Figure 7. Heat-killed C. albicans yeast cells elicit a transcriptional response in C. elegans that overlaps with the response to live C. albicans.

Venn diagrams give the overlap of C. elegans genes upregulated (A) and downregulated (B) at least 2-fold (P<0.01) in response to C. albicans and heat-killed C. albicans, each compared to heat-killed E. coli. See Table S3B for gene identities.

Figure 8. The C. elegans response to C. albicans involves the downregulation of antibacterial effectors.
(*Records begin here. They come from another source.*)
PR #1633, opened 2026-09-10
feat: win32 decodes ogg/vorbis, and the licence rule cannot be switched off

JumpLink:
Stacked on #1629 (`fix/bundle-closure-fonts-and-audio`), which brought the media
DECLARATION and the rule that holds it. This is the payload decision it deliberately left
open (#1626), plus the escape route its review found next door and did not touch.

## The win32 payload: one of three gaps was an omission, two are absences

The Windows GStreamer is not lifted from anywhere. The published
`GTK4_Gvsbuild_<version>_x64.zip` carries none of it, so `node-gi.yml` and `release.yml`
build gstreamer/-base/-good from source with gvsbuild, into that same prefix. **The
argument list is ours; the projects are not** — and that is where the payload is decided,
not in the bundle builder and not in `GST_AUDIO_PLUGINS`.

Read from the pinned `wingtk/gvsbuild@2026.6.0`: `ogg.py` and `libvorbis.py` are in
`gvsbuild/projects/`; there is no `flac.py`, no `mpg123.py`, and no way to load a project
definition from outside the package.

- **Ogg/Vorbis falls.** `libvorbis` joins the first gvsbuild invocation beside `libsoup3`,
  for the reason already written there: the `vorbis` feature is meson `auto` and
  gst-plugins-base does not declare libvorbis as a dependency, so nothing ordered the two
  and -base built green with no `gstvorbis.dll`. The bundle shipped an `ogg` demuxer with
  nothing behind it. The declaration moves with the payload.
- **MP3 and FLAC do not.** gvsbuild has no project for libmpg123 or libFLAC. Not a licence
  question either — libmpg123 is LGPL-2.1, libFLAC BSD-3-Clause. Closing them means a
  project file upstream, and each gap's `why` now says so instead of describing a prefix
  nobody outside this repository can see.

ADR 0056 records the rule that answers the next codec request, and the two alternatives
rejected: MSYS2 side-loading, and building the two libraries beside gvsbuild ourselves.

## The first Windows run refuted this, and that is the most useful thing in the PR

Naming the gvsbuild project was NOT enough. Run 34502880383 built the prefix and came back
without the plugin, because `libvorbis` is in the catalogue and does not build with the
CMake the catalogue ships:

- libogg 1.3.6 declares `cmake_minimum_required(VERSION 3.6)` — configures.
- libvorbis 1.3.7 declares `VERSION 2.8.12`, gvsbuild fetches CMake 4.3.3, and CMake 4
  removed compatibility below 3.5 — `Error: libvorbis build failed`.

That one line is why the `ogg` demuxer was in the payload all along and the Vorbis decoder
never was. Not availability, not licensing, and invisible from a project listing. So step 1
of ADR 0056's rule is necessary and NOT sufficient, and § 2 now says so.

**Three silences the same run exposed, all now named failures.** A failing gvsbuild
invocation did not fail the step — `$ErrorActionPreference = 'Stop'` does not act on a
native command's exit code and pwsh tests `$LASTEXITCODE` only for the last line, so the
first invocation died, the second succeeded and the step went green. `vorbis` in ‑base and
`soup` in ‑good are meson `auto`, which answers a missing library with a `message()` and a
green build; both are pinned to `enabled` through gvsbuild's own `--extra-opts`, so the
library errors at the project that needs it. And the cache key really had moved: the failed
prefix was never saved, so the retry was a clean miss.

## What is measured now, on the artifact itself

Run 34530994036 is green on the bundle build, and the built tarball was downloaded and read:

- `Run-time dependency vorbis found: YES 1.3.7` · `Linking target ext/vorbis/gstvorbis.dll`
- `lib/gstreamer-1.0/gstvorbis.dll`, 775 680 bytes — and no `gstmpg123.dll`, no `gstflac.dll`
- `GStreamer — 22 plugin(s)`, `windowingData.gstPlugins: 22`, up from 21
- `licenses/libvorbis/COPYING` — the Xiph BSD-3-Clause text, in the tarball, named once in
  `THIRD-PARTY-NOTICES.md`
- zero vorbis or ogg DLLs in `bin/`, confirming the static-CMake prediction the licence
  family entry was added against
- the builder printed its three remaining DECLARED GAPs (mpg123, flac, wasapi2) and no
  undeclared absence

And the other half, which a file list cannot give: on `windows-latest` with no gvsbuild on
the host, `gst-elements.test.mjs` passed 8 of 8. It calls `Gst.ElementFactory.make()` for
every format the host bundle's manifest claims and asserts none comes back null, with a
vacuity guard on the loop — so **`vorbisdec` resolving is what its green means**. Its
sibling assertion, `a declared decoder gap is still a gap`, says `mpg123audiodec` and
`flacdec` are still null there, so the two remaining gaps are honest on the target too.

The file and the element are different questions and both are answered, so ADR 0056 is
**Accepted** rather than Proposed.

## `bundled-license` had the same escape route

#1629's review found that `media-capabilities` could go green over nothing: its trigger was
"`files` names a `gtk/` payload", and narrowing `files` to `gtk/bin` + `gtk/lib` +
`gtk/share` drops the package out at exit 0 with the whole declaration still in the tarball.
It fixed that rule and noted the same route stood open next door.

Measured here with that edit on the real win32 manifest: `media-capabilities` fails by name,
and `bundled-license` prints NOTHING — one package fewer audited than the repository
publishes, over a tarball that still carries the notice and the relocated LGPL/MPL/GPL
libraries. `field-coverage` cannot see it either; it matches key names across the tree.

The mechanism is the one #1629 used: a second way in that survives the narrowing. Here it is
the package's own answer — a `license` deferring to a notice INSIDE a payload directory is a
statement that the tarball redistributes one. An ordinary `SEE LICENSE IN LICENSE.md` is
untouched, because the rule is `portable` and firing on packages that redistribute nothing
is how a check gets read as noise and then switched off.

**Negative control:** `tests/e2e/bundled-license-trigger/` carries it, and the suite was
broken on purpose — against the previous rule three of its assertions go red, and they are
the three about the trigger.

## The win32 leg becomes a probe for one release cycle

`media-capabilities` audits this tree's declaration against the PUBLISHED 0.48.0 tarball,
which has no `gstvorbis.dll`. That leg's own comment already called this the honest
direction of disagreement for a widening. What it named as the repair — "land the payload
first" — is not available, and this is the first widening to prove it: the builder refuses
to let declaration and payload travel separately in either direction. A format out of
`gaps` and unclaimed fails the coverage pass; a gap whose plugin arrived fails as RETIRED
and exits 1. Both doors were run rather than argued. They move in one commit by
construction.

An earlier version of this section defended keeping the leg RED as "advisory
(path-filtered, never a required check)". Only the second half is true.
`gtk-os-suites.yml` has no `paths:` anywhere: it runs on every pull request, on every push
to `main`, and nightly. Gating the disagreement therefore reds that job on `main` and on
every unrelated contributor's PR until the release ships, for something they did not cause
— which is this repository's guard rule in the mirror, since the next real win32 media
finding then lands on a job people have learned to skip.

So the win32 step is a PROBE: `continue-on-error` + an `id` + `report-probe-outcome.mjs`,
the shape `rn-probe-win32` already uses eight steps above for the same cause. It reports
rather than silences — the audit still prints the finding, and the reporter puts a
`::warning::` on the PR plus a summary line stating the job is green ONLY because of the
flag. `check-probe-outcomes-read.mjs` refuses a probe nothing reads. Almost nothing stops
gating: `audit-runtimes.yml` runs `--check --strict` on every pull request with no paths
filter of its own, so only the `--media-payload` comparison is advisory. The darwin leg
keeps gating. Retirement is a RELEASE, not an issue number.

One thing this shape does NOT buy, stated because `it.failing` does buy it: nothing fails
the day the probe starts passing. `report-probe-outcome.mjs` reports by design — turning a
probe's outcome into a job failure would red the branch for the defect it documents — and
`check-probe-outcomes-read.mjs` only enforces that somebody reads it. So deleting this
step's flag after the release that carries `gstvorbis.dll` is a person's job, and the
label names the release it waits on.

## Verification

Green on Linux: `audit-runtimes --check`, the media and licence e2e suites, the node-gi
bundle gates, six workflow-reading e2e suites, `check-e2e-suite-coverage`,
`check-adr-index`, `check-doc-fences`, `check-changelog-references`, `gjsify lint`,
`gjsify format --check`, `commitlint`. What no Linux host can run is the win32 bundle leg.


JumpLink:
The measurement tables, kept out of the PR description because that description becomes the
squash body and `body-max-line-length` is 100 (#1628 paid for that one).

## What gvsbuild has, at the tag this repository pins

```
gh api "repos/wingtk/gvsbuild/contents/gvsbuild/projects?ref=2026.6.0" --jq '.[].name' \
  | grep -iE 'vorbis|ogg|flac|mpg|mad|lame|twolame'
libvorbis.py
ogg.py
```

| library | gvsbuild project @ 2026.6.0 | element | win32 before | win32 after |
|---|---|---|---|---|
| libogg | `ogg.py` | `ogg` (demuxer) | shipped | shipped |
| libvorbis | `libvorbis.py` | `vorbisdec` | gap | **claimed** |
| libmpg123 | — | `mpg123audiodec` | gap | gap |
| libFLAC | — | `flac`→`flacdec` | gap | gap |

`gvsbuild/projects/` is the catalogue — gvsbuild loads no project definition from outside its own
package — so "not in that directory" and "not obtainable here" are one sentence.

## The declaration, all three bundles

| format | darwin-arm64 | darwin-x64 | win32-x64 |
|---|---|---|---|
| WAV / PCM | claim | claim | claim |
| Ogg / Vorbis | claim | claim | **claim (was gap)** |
| Opus | claim | claim | claim |
| A-law, µ-law | claim | claim | claim |
| MP3 | claim | claim | gap |
| FLAC | claim | claim | gap |
| AAC (in M4A) | gap | gap | gap |
| `wasapi2` (sink, no format) | — | — | gap |

`audit-runtimes --check` reads `media-capabilities: 3 bundle(s) — 19 declared format(s), 6
declared gap(s)`, up from 18 and down from 7.

## The `bundled-license` escape route, before and after

The edit is `files: ["index.js", "index.d.ts", "gtk"]` → `["index.js", "index.d.ts", "gtk/bin",
"gtk/lib", "gtk/share"]` on the real `@gjsify/gtk-runtime-win32-x64` manifest, licence untouched.

| | `media-capabilities` | `bundled-license` |
|---|---|---|
| before this PR | fails, names the package | **silent** — no line at all, one package fewer audited |
| after | fails, names the package | fails, names the package |

The after-message:

```
@gjsify/gtk-runtime-win32-x64 (packages/node-gi/gtk-runtime-win32-x64): `license` is
"SEE LICENSE IN gtk/THIRD-PARTY-NOTICES.md", deferring the terms of the whole tarball to a
notice inside a `gtk/` payload directory, and `files` ships no `gtk` entry (`files`: index.js,
index.d.ts, gtk/bin, gtk/lib, gtk/share). …
```

And the guard broken on purpose — the new suite against the previous rule:

```
node --test tests/e2e/bundled-license-trigger/run.mjs   # rule reverted to HEAD~
ℹ tests 13   ℹ pass 10   ℹ fail 3
✖ FAILS BY NAME the narrowing that used to switch the rule off
✖ collects that package, which is the half a failure message cannot prove
✖ fails the REAL win32 bundle under the narrowing, licence and all
```

## Local run

| check | result |
|---|---|
| `node scripts/audit-runtimes.mjs --check` | exit 0 |
| `tests/e2e/media-capability-declaration` | 26/26 |
| `tests/e2e/bundled-license-trigger` (new) | 13/13 |
| `packages/node-gi/node-gi/test/gtk-runtime-bundle-gates.test.mjs` | 53/53 |
| six workflow-reading e2e suites | 180/180 |
| `check-e2e-suite-coverage` | 153/156 run, 3 ledgered, 0 unaccounted |
| `check-adr-index` · `check-doc-fences` · `check-changelog-references` | exit 0 |
| `gjsify lint` · `gjsify format --check` · `commitlint` | exit 0 |

`@gjsify/node-gi`'s own `test` needs a built addon (`NODE_GI_NATIVE=build`) and was not run
here; the suite this PR touches is pure JS and runs on Linux, which is why it lives there.

JumpLink:
## Independent review — #1633

Reviewed against the **base branch**, not `main` (`git diff origin/fix/bundle-closure-fonts-and-audio...HEAD`), so #1629's work is not counted here. Six follow-up commits pushed to the branch; each is named below with what it changes.

**Every load-bearing claim in this PR reproduced.** Nothing at the top of this comment is a claim I could not verify. One *justification* did not: the defence of the knowingly-red leg rests on a premise that is false, and that is finding 1.

---

## 1. HIGH — the red leg was defended with a false premise (fixed in `7b22622` + `2ee62b6`)

`d0a6944` accepts `GTK suites on the shipped closure (win32-x64 / node)` being red for one release cycle, on the grounds that the leg is *"advisory (path-filtered, never a required check)"*.

```
$ grep -n "paths" .github/workflows/gtk-os-suites.yml
$ awk '/^on:/,/^jobs:/' .github/workflows/gtk-os-suites.yml
on:
  push: { branches: [main] }
  schedule: [{ cron: '30 6 * * *' }]
  workflow_dispatch:
  pull_request:
```

**There is no `paths:` filter anywhere in that workflow.** It runs on every pull request, on every push to `main`, and nightly. So the window is not this PR's red X — it is that named job red on `main`, on the nightly, and on every unrelated contributor's PR until the release ships. AGENTS.md's own governance line makes the point sharper: *"Only workflows with NO `paths:` filter are eligible"* to be a required check. This is one of the twelve.

"Never a required check" is the true half — nothing is blocked. The cost is attention, and it is paid by everyone, not by this PR.

### The dilemma itself: verified, both doors shut

I ran both rather than believing them.

**Door A — format in neither `audioDecode` nor `gaps`:**

```
$ node scripts/audit-runtimes.mjs --check      # after deleting the Ogg/Vorbis entry
MEDIA-CAPABILITY FAILURES on 1 finding(s):
  - @gjsify/gtk-runtime-win32-x64: says nothing about Ogg / Vorbis, which
    @gjsify/gtk-runtime-darwin-arm64, @gjsify/gtk-runtime-darwin-x64 declare an answer for.
```

**Door B — keep it in `gaps` while the prefix grows the plugin:**

```
$ node -e 'missingBundledGstPlugins([...,"libgstvorbis.dll",...], "win32-x64")'
retired  : ["vorbis"]
```

and `build-gtk-runtime.mjs` has `if (bundledGaps.retired.length > 0) { console.error(…); process.exit(1); }`.

Both shut. **The decision itself stands.** Declaration and payload do move in one commit by construction.

### The third door — it exists, it is adjacent, and I took it

`continue-on-error` + an `id` + `report-probe-outcome.mjs`, with a retirement condition naming a RELEASE. That is not a proposal; `rn-probe-win32` sits *directly above* the conformance step in the same job, for the near-identical cause ("this leg CANNOT see an engine fix that has not been released yet"). It is governed: `check-probe-outcomes-read.mjs` refuses a probe whose outcome nothing reads, and `tests/e2e/ci-probe-outcomes/` holds both halves. A probe is not silence — it emits a `::warning::` and a step-summary row naming the finding.

And it would cost no unique gating on that step:

```
$ grep -n "audit-runtimes" .github/workflows/audit-runtimes.yml
78:  run: node scripts/audit-runtimes.mjs --check --strict     # on: pull_request (no paths:), push main
```

The os-axis half of that step is already held on every PR, more strictly. **Only the `--media-payload` comparison is unique to this leg** — and that is exactly the half which legitimately disagrees during a widening.

**Decision, taken on the branch (`2ee62b6`):** the win32 step is now a **probe** — `continue-on-error` + an `id` + `report-probe-outcome.mjs` — with a retirement condition naming a release. The darwin step keeps gating.

The question that decides it is whether the reporter keeps the finding visible or merely swallows it. It keeps it. Driven exactly as CI drives it:

```
$ PROBE_LABEL='Conformance audit — win32 media claim vs the PUBLISHED payload (red until …)' \
  PROBE_OUTCOME=failure node scripts/report-probe-outcome.mjs
::warning title=Probe failed (not gating)::Conformance audit — win32 media claim … exited non-zero; read the job log for the counts
❌ **probe** `Conformance audit — win32 media claim …` — the probe FAILED — the job is green only because the step is continue-on-error
```

An annotation that lands **on the PR**, a job-summary row, and a sentence that says out loud the job is green only because of the flag — plus the audit's own finding still printed in the log, because the step still runs. `check-probe-outcomes-read.mjs` now counts 19 such steps, every outcome addressable and read.

The honest counter-argument, which I weighed and rejected: your red **self-retires** with the release, a probe needs a human to delete `continue-on-error`, and this repository has measured probes outliving their condition — `rn-probe`'s own comment records that its condition was wrong, and #1556 is two red probes nobody counted. What tips it is the corrected scope. "One advisory leg on the PRs that touch these paths" would have made the red clearly right; "every PR in the repository, plus `main`, plus the nightly, for weeks" makes it a bill other people pay for a change they did not make. I would rather owe a deletion than teach everyone to skip a check — and the deletion is anchored to a release rather than an issue, which is precisely the mistake the probe above it records paying for.

There is also a **structural** answer worth a separate issue, not this PR: the step compares *this tree's* declaration to the *published* payload. The staged tarball carries its own manifest. Auditing published-manifest against published-payload is what "does the artifact a stranger downloads keep this promise" literally means, it can still be red for a true reason (a release that shipped a broken promise), and it can never be red for a widening in the working tree. The crossed pairing produces no unique true finding — a widening that will not be backed is already caught by the named prefix assertion and by `undeclared`, on a fresh payload, which is the right payload for a tree-level claim.

`7b22622` corrects the workflow comment and the ADR consequence and records that both doors were *run*; `2ee62b6` converts the step. I also corrected the same sentence in the **PR description**, since it becomes the squash body and the false claim would otherwise land on `main` permanently.

---

## 2. The catalogue claim — reproduced, and one half was under-proved

```
$ gh api "repos/wingtk/gvsbuild/contents/gvsbuild/projects?ref=2026.6.0" --jq '.[].name' | wc -l
95
```

`ogg.py` and `libvorbis.py` present; no `flac.py`, `mpg123.py`, `mad`, `lame`, `twolame`. ✔

The file listing alone does not prove there is no project — `gstreamer.py` alone defines eleven. So I checked the stronger form over the extracted tag:

```
$ grep -rniE "flac|mpg123|lame|twolame|libmad" gvsbuild/
gvsbuild/patches/gettext/msvc/.../unictype.h:539:  UC_JOINING_GROUP_MANICHAEAN_LAMEDH
gvsbuild/patches/gettext/nmake/Makefile.vc:1:# NMake Makefile for building libflac as a DLL
gvsbuild/patches/gettext/msvc/.../unictype.h:539:  …
```

Three hits, none a project definition. **No project defines those libraries under any file name.** Worth putting in the ADR — it is the claim that carries "MP3 and FLAC cannot be built in that prefix", and a directory listing does not carry it.

The second half — no external loading — holds:

```python
# gvsbuild/projects/__init__.py, all five lines
for module_info in pkgutil.iter_modules(__path__):
    importlib.import_module(f"{__name__}.{module_info.name}")
```

over the package's own `__path__`, with no plugin entry point in `pyproject.toml`. The directory is the catalogue for any supported use.

**One citation you can upgrade for free.** The ADR proves "the published zip carries no GStreamer" by a file list read from a tarball. gvsbuild's own release workflow proves it directly — `.github/workflows/ci.yml` builds `gtk4 libadwaita gtksourceview5 pygobject protobuf-c` and zips the prefix. That is the producer saying it, not an artifact being measured.

---

## 3. The Vorbis finding — reproduced from first principles, and it is the best thing here

Three independent facts, each read from source:

```python
# gvsbuild/projects/gstreamer.py — GstPluginsBase
dependencies=["meson","ninja","gstreamer","opus","ogg","graphene","pango"]     # no libvorbis
```
```meson
# gst-plugins-base-1.28.4/meson.options:66
option('vorbis', type : 'feature', value : 'auto', ...)
# ext/vorbis/meson.build
vorbis_dep = dependency('vorbis', version: '>= 1.3.1', required : get_option('vorbis'))
if vorbis_dep.found()
  gstvorbis = library('gstvorbis', ...)
endif
```

`ogg` **is** a declared dependency and libvorbis is not, and the feature is `auto` — so `-base` built green, shipped `gstogg.dll`, and never built `gstvorbis.dll`. **The bundle shipped a demuxer with nothing behind it, exactly as claimed.** This is the "green because nobody asked" class and it is the most valuable part of the PR.

Two pieces of supporting evidence you did not use, which strengthen the *unmeasured* half:

- libvorbis 1.3.7's CMakeLists installs `vorbis.pc` / `vorbisenc.pc` / `vorbisfile.pc` into `lib/pkgconfig` — which is precisely what meson's `dependency('vorbis')` looks for, so the `auto` feature will actually flip.
- gvsbuild builds `-base` with `-Dc_link_args=<prefix>\lib\ogg.lib`, already forcing static ogg onto the whole `-base` link line. That is the thing a statically-built libvorbis needs in order to link into `gstvorbis.dll`.

## 4. The three safeguards — checked separately

| | verdict |
|---|---|
| prefix assertion names the file | ✔ `foreach` over `gstsoup.dll` + `gstvorbis.dll`, `exit 1`, in **both** workflows. Only these two build GStreamer into the prefix; the other four gvsbuild jobs use the plain zip and are untouched, correctly. |
| absent `vorbis` = UNDECLARED, exit 1 | ✔ measured — moving the format out of `gaps` puts it in `expectedGstPlugins` minus `declaredNames`, and the builder's `undeclared` branch is `process.exit(1)`. Held by the new unit test in both directions. |
| cache key moves | ✔ **and this is the one that decides it**: neither cache step has `restore-keys:`, so `actions/cache@v4` requires an exact key match and cannot fall back to the `-v3` prefix. `grep -rn "gst-soup" .github/workflows/` returns exactly the two new keys — no leftovers. |

## 5. HIGH — the `ogg` licence family could not do the job it is cited for (fixed in `27c5495`)

The new `libvorbis` entry is declared ahead of any match so that a gvsbuild bump flipping it to shared cannot fail the release on a leaf belonging to no family — and its `why` cites the `ogg` entry above as precedent. The precedent could not have prevented one:

```js
{ components: ['ogg'], pattern: /^ogg-\d+\.dll$/i },     // the MESON spelling
```

ogg is a **CMake** project. Measured on the pinned sources: libogg 1.3.6 and libvorbis 1.3.7 both `option(BUILD_SHARED_LIBS ... OFF)` and both set `SOVERSION` on the target — and on Windows CMake spends `VERSION`/`SOVERSION` on the **image-version resource**, leaving the file `ogg.dll`. Only meson puts the soversion in the leaf, which is why the prefix carries `opus-0.dll`. So the bump this entry guards against lands `ogg.dll`, matches nothing, and hits `bundle-licenses.mjs`' *"belongs to no declared license family"* — the exact accident it exists to prevent.

Both spellings now, on both entries, each asserted. Negative control: the new assertions fail against the old pattern (52 pass / 1 fail).

Related: the new test asserted `familyOf('vorbis-0.dll')` — the spelling that cannot occur — and not `vorbis.dll`, which is the one that would. Both are asserted now, plus `vorbisfile.dll`.

## 6. MEDIUM — the "second way in" is conditioned on the licence shape (my own negative control; fixed in `5425e10`)

Your negative control reproduces exactly:

```
$ node --test tests/e2e/bundled-license-trigger/run.mjs           # new rule
tests 13 | pass 13 | fail 0
$ …with the pre-#1633 rule restored
tests 13 | pass 10 | fail 3     ← the three trigger assertions
```

**Mine, which you do not have.** The rule accepts *two* licence shapes and `noticeInsidePayload` only reads one:

```
A  SEE LICENSE IN gtk/… , files narrowed   -> collected: 1 | failures: 1    ← closed
B  compound SPDX,        files narrowed   -> collected: 0 | failures: 0    ← STILL OPEN
C  notice outside gtk/,  files narrowed   -> collected: 0 | failures: 0    ← still open
D  compound SPDX,        files intact     -> collected: 1 | failures: 0    ← control
```

`MIT AND LGPL-2.1-or-later` is a licence this rule **accepts** for a bundling package — your own suite asserts it — and it names no notice path, so the narrowing takes such a package out at exit 0 exactly as before. All six bundles use the notice form today, so the hole is latent, not live. But the PR, the rule doc and the test header all say "the trigger is held against itself" without that qualifier.

I did **not** widen the `files` trigger to match a path segment, although that would close it: the rule is `scope: 'portable'`, which the registry defines as exposed to consumers via `gjsify manifest-check`, and `bin/cli.js` is an ordinary npm `files` entry — firing on packages that redistribute nothing is what your neighbouring test exists to prevent.

What actually closes it is the enumerated `BUNDLING_PACKAGES` list, so I made its precondition machine-checked instead of assumed: every bundling package is now asserted to use the `SEE LICENSE IN <payload>/…` form. Broke it on purpose — switching the real win32 manifest to a compound expression turns it red by name. Suite is 15/15; against the pre-#1633 rule, 12/3.

## 7. MEDIUM — a live fact this PR's own change invalidates (fixed in `0d78bb9`)

`gst-plugins.mjs`, untouched by the PR:

> Seeding a plugin here is a request, not a promise. `mpg123`, `vorbis` and `flac` are seeded **and the win32 archive has none of them** …

One third of that becomes false in the same tree. The point the sentence makes is right and stays; the enumeration goes — it is the live value AGENTS.md says not to restate.

## 8. LOW — craft (fixed in `4fd2f09`)

- `SEE LICENSE IN` was parsed twice per package (`noticeInsidePayload`, then `auditBundledLicense`): two answers to "is this a deferral" that can drift, in a rule whose subject is a package leaving a check unnoticed. One helper now, both readers take the half they want.
- The `bin` note carried two live package counts — one of them to scold an earlier version for measuring the wrong set. The count that mattered had already drifted with the tree. Incident kept, numbers gone, the set asserted in the e2e suite.
- No try/catch around anything non-throwing and no paranoid probes in the diff. ✔
- **Point 5 (a rule ahead of its subject):** justified, not dead — it follows the `ogg` precedent *and*, unlike that precedent, arrives with a test. Finding 5 is what makes the precedent honest.
- Two commit subjects are over the 50-char house style (54, 51), and `f7e03ac`'s body has a stray blank line mid-sentence, which is the `footer-leading-blank` warning `commitlint` reports. Cosmetic; the squash body comes from the description.

## Verification (all run here, Linux)

`node --test` on `media-capability-declaration` + `bundled-license-trigger` (41 pass), `gtk-runtime-bundle-gates` (53 pass), six workflow-reading e2e suites (146 pass), `release-bundle-gate` (44 pass), `audit-runtimes --check`, `check-adr-index`, `check-e2e-suite-coverage`, `check-doc-fences`, `check-changelog-references`, `check-probe-outcomes-read`, `check-bundled-icon-parity`, `check-agent-context-size --check`, `gjsify lint`, `gjsify format --check`, `commitlint` (0 problems), `check-pr-body-lines` (107 lines, longest 92/100).

Plus three negative controls: yours (10/3), the licence-shape guard broken on purpose, and the `ogg` pattern reverted (52/1).

## Verdict

**Mergeable.** The catalogue claim, the Vorbis finding and all three safeguards reproduce; the Vorbis finding is a genuine "green because nobody asked" defect and the strongest thing in the PR. The escape-route closure works, with one shape-conditioned limit now written down and held.

Two notes, neither a code defect:

1. **The probe.** I took the third door rather than only naming it, because the corrected scope changes who pays: not this PR, but `main`, the nightly and every unrelated contributor's PR. If you disagree, reverting `2ee62b6` restores your red exactly and nothing else moves — the factual corrections in `7b22622` stand either way. The counter-argument is written above and it is real.
2. **ADR 0056 stays `Proposed`**, correctly. Its promotion condition is right: the first green win32 windowing-bundle run carrying both.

(A) A Venn diagram illustrates that a subset of C. albicans downregulated genes were upregulated after infection of C. elegans by pathogenic bacteria. See Table S3C for gene identities. (B) Transgenic C. elegans animals in which GFP expression was driven by the promoter for the C-type lectin clec-60, a secreted S. aureus immune effector that was downregulated by C. albicans in the microarray analysis, are shown. Worms were exposed to heat-killed (HK) E. coli, heat-killed C. albicans or live C. albicans for 20 hours at 25°C and then imaged. Green is clec-60::GFP. Red is the myo-2::mCherry co-injection marker used to identify transgenic animals.